• REQUIREMENT
For the data below, tally how many lines contain "these" and answer only with that tally.

• ENTRIES SUPPLIED
------------------------------------------------

Issue #17, opened 2020-07-02
How to identify elements to allow/block?


otherdaniel:
The current draft identifies elements and attributes by name + namespace. But [Custom Elements](https://html.spec.whatwg.org/multipage/custom-elements.html) allow to [customize built-in elements](https://html.spec.whatwg.org/multipage/custom-elements.html#custom-elements-customized-builtin-example) with a different name.

(In Trusted Types, we decided to go by the constructor name of the base element.)

mozfreddyb:
Do we expect Custom Elements to be added individually and explicitly or do you think we require a switch to allow all custom elements?

otherdaniel:
Not sure, honestly.

I guess this is the type of question where I'd like to get user (web dev) feedback, because I'm not entirely sure I fully understand the problem.

For TT, if I remember correctly, the result was that the constructor name of the type that the attribute is defined on is used. So if you have some custom element `bla` that derives from `HTMLScriptElement`, and you call `.src`, then the callback gets `HTMLScriptElement.src`, not `bla.src` or `script.src`. I was kinda hoping that this could be generalized, so that blocking `HTMLScriptElement` would also block custom elements derived from it. But as said above, I'm not really sure if that is what users would expect.

otherdaniel:
I tried to resolve this issue, by specifying that elements get identied by their constructor name, and then - for custom elements - first run the check with their own constructor, then with the lowest DOM-defined constructor in the constructor chain.

For example, my-script (with MyScript which extends HTMLScriptElement) would be blocked if either MyScript or HTMLScriptElement is blocked.

I thought that's a good idea, until I noticed that most "normal" HTML elements (like <b>, <em>, etc.) are all HTMLElement, and thus the config would no longer be able to distinguis those. That doesn't sound useful.

So: I think we should stick to local names (or qnames, or somesuch). The general idea of checking a custom element both on its own and for its parent tag still seems like a good idea to me.

mozfreddyb:
Yeah, let's operate on a local name and have an explicit if-branch for custom elements.

otherdaniel:
[...]

PR #53, opened 2020-12-16
Specify behaviour of custom elements.

otherdaniel:
Formalize behaviour of custom elements by introducing an "allow custom elements" option.

This PR follows discussion in #17.

### DIFF
--- a/index.bs
+++ b/index.bs
@@ -170,6 +170,7 @@ dictionary which describes modifications to the sanitze operation.
     sequence&lt;DOMString> dropElements;
     sequence&lt;DOMString> allowAttributes;
     sequence&lt;DOMString> dropAttributes;
+    boolean allowCustomElements;
   };
 </pre>
 
@@ -187,6 +188,12 @@ dictionary which describes modifications to the sanitze operation.
 :: TODO: <dfn>attribute allow list</dfn>
 : dropAttributes
 :: TODO: <dfn>attribute drop list</dfn>
+: allowCustomElements
+:: <dfn>allow custom elements option</dfn> determines whether
+   [=custom elements=] are to be considered. The default is to drop them.
+   If this option is true, custom elements will still be checked against all
+   other built-in or configured configured checks. Note that whether an
+   element is recognized or not depends on the current document.
 
 Note: `allowElements` creates a sanitizer that defaults to dropping elements,
   while `blockElements` and `dropElements` defaults to keeping unknown
@@ -230,9 +237,19 @@ To <dfn lt="sanitize document fragment">sanitize a document fragment</dfn> named
 
 To <dfn>sanitize a node</dfn> named |node| run these steps:
 
-1. if |node| is an element node, call [=sanitize an element=] and return its result.
+1. if |node| is an element node, call [=sanitize an element node=] and return its result.
 2. if |node| is an attribute node, call [=sanitize an attribute=] and return its result.
 3. return 'keep'
+
+To <dfn>sanitize an element node</dfn> |node|, run these steps:
+
+1. Call [=look up a custom element definition=] with the current document,
+   the |element|'s namespace, the |element|'s local name, and the |element|'s
+   `is` attribute (if present).
+2. If the previous step returns anything other than `null`, and if the
+   |sanitizer|'s [=configuration=]'s [=allow custom elements option=] is unset
+   or set to anything other than `true`, return 'drop'.
+3. Call [=sanitize an element=], using |node| as the |element|, and return its result.
 
 To <dfn>sanitize an element</dfn> named |element|, run these steps:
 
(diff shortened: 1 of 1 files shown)


mozfreddyb:
I think it might be easier and more useful to check whether an element that is considered unknown is a potential custom element based on its local name being a [valid custom element name](https://html.spec.whatwg.org/multipage/custom-elements.html#valid-custom-element-name). I.e., custom elements always contain a dash.

I think it would be really convenient if we could allow custom elements regardless of whether they have been registered (yet).

otherdaniel:
> I think it might be easier and more useful to check whether an element that is considered unknown is a potential custom element based on its local name being a valid custom element name. I.e., custom elements always contain a dash.

Done, and indeed easier. This also removes any dependency on the document and registration state.

index.bs
```diff
@@ -238,12 +244,18 @@ To <dfn>sanitize an element</dfn> named |element|, run these steps:
...
-3. if |name| is contained in the built-in [=default element drop list=] return 'drop'.
-4. if |name| is in |config|'s [=element drop list=] return 'drop'.
-5. if |name| is contained in the built-in [=default element block list=] return 'block'.
-6. if |name| is in |config|'s [=element block list=] return 'block'.
-7. if |config| has a non-empty [=element allow list=] and |name| is not in |config|'s [=element allow list=] return 'block'
-8. return 'keep'
+3. if |name| is a [=valid custom element name=] and if |config|'s
+   [=allow custom elements option=] is unset or set to anything other than `true`, return 'drop'.
+4. if |name| is contained in the built-in [=default element drop list=] return 'drop'.
+5. if |name| is in |config|'s [=element drop list=] return 'drop'.
```
mozfreddyb, line 250: I think it would be nice if we could run an initialization algorithm that combines a built-in list with a config list and then we'd just checks against that list during sanitization. Happy to have that happen in a follow up though :)

mozfreddyb (approved):

index.bs
otherdaniel: Hm. Why?

I had thought about this early on and had initially tried to write it that way. But I don't think it's that easy to cleanly spec it that way, and some of the complexity will still remain. E.g., I don't think we can merge the "custom element name" condition into a list. If so, we'd end up with an algorithm that's split between two different places of the spec, which I suspect will be harder to understand since then the reader needs to connect the two parts on their own. So arguably, the current version is a bit clumsy, but it does strike me as easy to understand.

mozfreddyb:
If I understand it correctly from our spec text, we require a custom element to be explicitly in the supplied config AND the `allowCustomElements` option set to true. Why? Can't we just accept supplied custom element names as long as they don't inherit from a known-bad element that's not in our baseline (like script)?

otherdaniel:
> If I understand it correctly from our spec text, we require a custom element to be explicitly in the supplied config AND the allowCustomElements option set to true.

This is how I understand it as well.

> Why? Can't we just accept supplied custom element names as long as they don't inherit from a known-bad element that's not in our baseline (like script)?

The first draft of this PR required a look-up in the custom elements registry, where we could have made such a call, but based on the PR feedback I had changed that to be name based. Maybe that was over-zealous?

My understanding is that the relationship between custom elements and "parent" is in the document registry, and can change over time (as new elements are added). That adds complexity, and it adds risk, if e.g. content is sanitized early on (and the doc will register additional custom elements later), or if sanitized content is re-used in another frame (e.g. via postMessage; or maybe a roundtrip through storage).


That said... I don't mind changing this at all. The only "real" advantage I see of the current rules is that they're easy (to spec, and to explain). I'll be happy to do this elsehow, if we have a sufficiently clear proposal on how else to do it. Do you have specific semantics in mind?

franktopel:
Please keep in mind that explicit white-listing of tag names really is not an option here.

Imagine this scenario (which is what we currently develop):

* Library `Foo` comes with a lot of atomic gui components and ist the very first thing loaded in any application based on it. As such, this is the point in time where we need to define the trusted types policies, and as we don't want to allow additional trusted type policies to be created later on, nothing can be changed or added to the policies later.
* Application `Bar` consumes `Foo`. The application itself is a set of custom elements that serve as view components and view controllers, as well as as an application controller holding general state for the application and controlling which view controllers are instantiated (e.g. the application controller also takes care of routing for the SPA).
* Half a year later the same customer starts a new application `Baz` that follows the same architectural patterns as `Bar` does, and also is based off `Foo`.
* Another 6 months in, the customer starts integrating `Bar` and `Baz` into an "umbrella" application `BazBarAndMore`. This application comes with a `<company-portal>` web component that controls the instantiation of `Bar` and `Baz`.

koto:
From my limited understanding, the most custom elements can do is to enable a script-gadgety behavior e.g. define an attribute which will call into `eval` etc. Custom elements that extend native elements still need their base element in the DOM with `<script is="actually-my-script">` notation, and as such, the XSSy ones would always be discarded. 

Sanitizers would have a hard job protecting against gadgets. Only Trusted Types can address them, since the actual sink call (and the XSS) would be in the definition of the component in JS, and not in the HTML. Since gadgets are not in scope for sanitizer, I think it might be OK (as in - the security baseline still stands) to let the callers specify that they allow all custom elements, as long as the XSSy nodes are still processed, and one can't re-allow script by `<script is="foo-bar">`.

Allowlist mode for custom element names is probably also useful for some callers, so I guess both should be supported via config?

All that said, I didn't work with custom elements much, so I might be wrong on my security assumptions. Calling @domenic.

domenic:
I'm not sure if there's a specific question, but @koto's summary seems correct to me.

koto:
I was just wondering if I missed something and you can make `<foo-bar>`behave like a native script without actually having JS code that will just call into `eval`, `import` or other execution sinks. Thanks for confirming!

------------------------------------------------

• RESULT OF THE TASK
4